Size effect of aluminum / silicon-dioxide / aluminum nanosandwich films for negative optical properties

Abstract

In this work, three different aluminum (Al) / silicon-dioxide (SiO 2 ) / aluminum (Al) nanosandwich films (SWFs) with different sizes are deposited using glancing angle deposition (GLAD) with continuous azimuthal rotation. The SWF comprises an SiO 2 layer that is sandwiched between Al nanopillars. The thickness of SiO 2 is fixed at 45nm. The thicknesses d of the top and bottom Al nanopillar is varied from 188nm to 233nm. The equivalent electromagnetic parameters of each film are derived from the reflection coefficients and transmission coefficients that are measured by walk-off and polarization interferometers.

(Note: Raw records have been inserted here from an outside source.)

PR #1782, opened 2023-03-03
test: Bring intercept responses to one format

gkarat:
This rewrites some interceptors to always have the third argument compliant with the interceptors' response object interface (e.g., always include statusCode, body): https://docs.cypress.io/api/commands/intercept#Response-object-properties. This should help avoid "flakiness" for some tests and make the test code utils consistent.

## How to test

The component tests must pass.


Fewwy (approved):
LGTM

PR #1785, opened 2023-03-07
test: Stabilize cypress component tests

gkarat:
This PR 
1. **rewrites some flaky tests** that assert network requests and their search parameters (e.g. filter, sorting, etc.). The problem is that cypress doesn't wait or flush all the requests between `it`s and thus some tests can assert on wrongly intercepted requests. It must be resolved now by `cy.wait`ing for all requests that we set up interceptors for.
   1. Example: the inventory groups table makes the initial request for all data via GET `/groups`. If in the tests we change the pagination and then `cy.wait` for the new paginated request, then it can happen that the first requests hasn't been finished yet and `cy.wait` will catch the very first request instead of the request made after changing pagination (the one we need to check).
2.  **makes cypress run component tests in chrome** browser instead of electron. Before we had a problem that CI would fail with `Could not process 'reset:browser:tabs:for:next:test'. No automation clients connected.` error. https://github.com/cypress-io/cypress/issues/22208 suggests to force running in chrome.

## How to test

CI must pass.

### DIFF
--- a/package.json
+++ b/package.json
@@ -176,7 +176,7 @@
     "verify": "npm-run-all build lint test",
     "nightly": "npm run travis:verify",
     "start:federated": "fec static --config config/dev.webpack.config.js",
-    "test:ct": "BABEL_ENV=componentTest cypress run --component",
+    "test:ct": "BABEL_ENV=componentTest cypress run --component --browser chrome",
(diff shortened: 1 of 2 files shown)


Fewwy:
@gkarat Tested it locally, tests are passing. LGTM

The equivalent optical parameters revealed that it has a negative real equivalent permittivity and a negative real equivalent permeability. The effect of size of the Al / SiO 2 / Al SWFs on their optical properties is also examined. As the thickness d increases from 188nm to 233nm, the equivalent refractive index is negative and its average magnitude decreases from -1.703 to -1.247. Similarly, the real part of the equivalent permittivity varies from -1.193 to -0.824 as the thickness increased. The SWFs are simulated to analyze the magnetic field in the SiO2 layer by finite-difference time-domain (FDTD) method. The result of the simulation shows that the negative permeability arises from the reversal of the magnetic resonance within the SiO2 layer. The reversed magnetic field becomes weaker as the thickness d increases.